PAT is more than just instrumentation. It must be able to interface and collect data from various instruments and analyzers, and has to perform complex multivariable calculations and modeling to understand the critical process factors. In addition, it has to provide connections to various automation components and functions to become an integral part of the manufacturing process. This provides manufacturers a way to achieve real-time release of products.

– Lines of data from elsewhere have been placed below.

Issue #578, opened 2019-11-05
Standardize 'appsody extract' help text format


skoh7645:
Apply standard created for CLI commands' help text under issue #463, to the `appsody extract` command

PR #642, opened 2019-11-15
extract: refactor help text

skoh7645:
Refactor help text for the appsody extract` command

Fixes: #578


cmd/extract.go
```diff
@@ -37,9 +37,15 @@ func newExtractCmd(rootConfig *RootCommandConfig) *cobra.Command {
...
-		Long: `This copies the full project, stack plus app, into a local directory
-in preparation to build the final container image.`,
+		Short: "Extract your Appsody project to a local directory.",
+		Long: `Extract the full application (the stack and your Appsody project), into a local directory, in preparation to build the final container image.
+		
+By default, your project gets extracted into your local '$HOME/.appsody/extract' directory, unless specified otherwise.`,
+		Example: `  appsody extract --target-dir $HOME/extract/directory
+  Extracts your project from the container to the local '$HOME/extract/directory' on your local system.
+  
+  appsody extract --name my-container
```
kylegc: I'd say remove this example. The `--name` option will very rarely be used so it will probably just confuse people.

cmd/extract.go
```diff
@@ -37,9 +37,12 @@ func newExtractCmd(rootConfig *RootCommandConfig) *cobra.Command {
...
 		Use:   "extract",
-		Short: "Extract the stack and your Appsody project to a local directory",
-		Long: `This copies the full project, stack plus app, into a local directory
-in preparation to build the final container image.`,
+		Short: "Extract your Appsody project to a local directory.",
+		Long: `Extract the full application (the stack and your Appsody project), into a local directory, in preparation to build the final container image.
+		
+By default, your project gets extracted into your local '$HOME/.appsody/extract' directory, unless specified otherwise.`,
+		Example: `  appsody extract --target-dir $HOME/my-extract/directory
+  Extracts your project from the container to the local '$HOME/my-extract/directory' on your local system.`,
```
helenmasters: Two local's in one sentence is confusing I'm not sure which is the most appropriate to remove but if it's a local directory it must be on your local system... so perhaps the second occurrence should be removed?

cmd/extract.go
```diff
@@ -37,9 +37,12 @@ func newExtractCmd(rootConfig *RootCommandConfig) *cobra.Command {
 
 	var extractCmd = &cobra.Command{
 		Use:   "extract",
-		Short: "Extract the stack and your Appsody project to a local directory",
-		Long: `This copies the full project, stack plus app, into a local directory
-in preparation to build the final container image.`,
+		Short: "Extract your Appsody project to a local directory.",
+		Long: `Extract the full application (the stack and your Appsody project), into a local directory, in preparation to build the final container image.
```
helenmasters: in preparation to build? that wording doesn't read very easily. Please can you work with @doveye on this wording and the wording for the flag '--target-dir'?

The 'build' flag if it's going to reference docker needs to refer to Docker with a capital D.

cmd/extract.go
```diff
@@ -37,9 +37,12 @@ func newExtractCmd(rootConfig *RootCommandConfig) *cobra.Command {
...
+		
+By default, your project gets extracted into your local '$HOME/.appsody/extract' directory, unless specified otherwise.`,
```
doveye: You don't need "By default" and "unless specified otherwise", as they basically say the same thing. How about:
"Your project is extracted into your local '$HOME/.appsody/extract' directory, unless you use the `--target-dir` flag to specify a different location."

cmd/extract.go
doveye: I agree, it makes me think you can have local and remote directories on your local system.

cmd/extract.go
doveye: You don't need the comma after the second bracket. I don't understand the "preparation to build" bit - is it explaining why you would want to extract a project? The docs say the build command does an extract anyway, so why would you want to do one separately?

skoh7645: @doveye I included it there to give some context about when Appsody will use this. I will remove it from here as we say it in the `build` command. Thanks

cmd/extract.go
```diff
@@ -38,18 +38,18 @@ func newExtractCmd(rootConfig *RootCommandConfig) *cobra.Command {
...
-  Extracts your project from the container to the local '$HOME/my-extract/directory' on your local system.`,
+  Extracts your project from the container to the local '$HOME/my-extract/directory' on your system.`,
 		RunE: func(cmd *cobra.Command, args []string) error {
 			return extract(config)
 		},
 	}
 
-	extractCmd.PersistentFlags().StringVar(&config.targetDir, "target-dir", "", "Directory path to place the extracted files. This dir must not exist, it will be created.")
-	extractCmd.PersistentFlags().BoolVar(&rootConfig.Buildah, "buildah", false, "Extract project using buildah primitives instead of docker.")
+	extractCmd.PersistentFlags().StringVar(&config.targetDir, "target-dir", "", "Directory path to place the extracted files. This directory must not exist, it will be created.")
```
doveye: Suggest:
"The directory to extract the files into. This directory must not exist, as it will be created."
Might be worth mentioning if the directory path has to be absolute, or if it is relative to the current dir or somewhere else?

skoh7645: updated it to include it should be the absolute directory path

Counterfeiting is an increasing problem for drug manufacturers. Up to 10% of drugs in the market today are counterfeited, amounting to about $32 billion loss in revenue for manufacturers. Technologies such as data matrix code and RFID, among other systems, are finding its way to become part of the anti-counterfeiting infrastructure. These technologies also serve as its logistic tracking systems over ID barcodes. These technologies are already available as part of the automation solution in the packaging process. With an IT infrastructure built around it, one will have a track-and-trace or what is known as the e-Pedigree solution.

Conclusion

Companies are exploring new drugs, especially in the new biotech space. Many will outsource their clinical and commercial manufacturing. Some will need to move into their own pilot facilities for clinical scale production and eventually commercial scale manufacturing facilities. This is the time to understand more about different automation solutions and options available, to understand the benefits versus cost to reap the full benefits in the future. An opportunity to leap frog against competition is to become efficient and profitable by adopting new concepts and technologies.

At the other end, established pharmaceutical manufacturers are in general very reluctant to modernize their existing facilities due mainly to the perceived cost of regulatory compliance. This observation is even more pronounced in the Asia- Pacific region as manufacturers are mainly generics producers. Validated state of their plant prevents them from moving forward. This risk prevents them from adopting a continuous improvement philosophy, leaving the pharmaceutical industry lagging behind industries such as food and beverage and automotive.

Leading regulators such as the US FDA recognize this and are putting guidelines in place to offer the pharmaceutical industry the flexibility to adopt technology that would help improve quality, yield and bring costs down. Initiatives such as risk-based approach and quality by design are helping pharmaceutical manufacturers move towards this direction. This general observation can also be said about new plant investments to adopting new concepts and technologies.

With the possibility of risk-based approach to validation, PAT initiatives and quality by design, manufacturers can better understand their design space, validate it and improve the processes within the design space without affecting the validated state.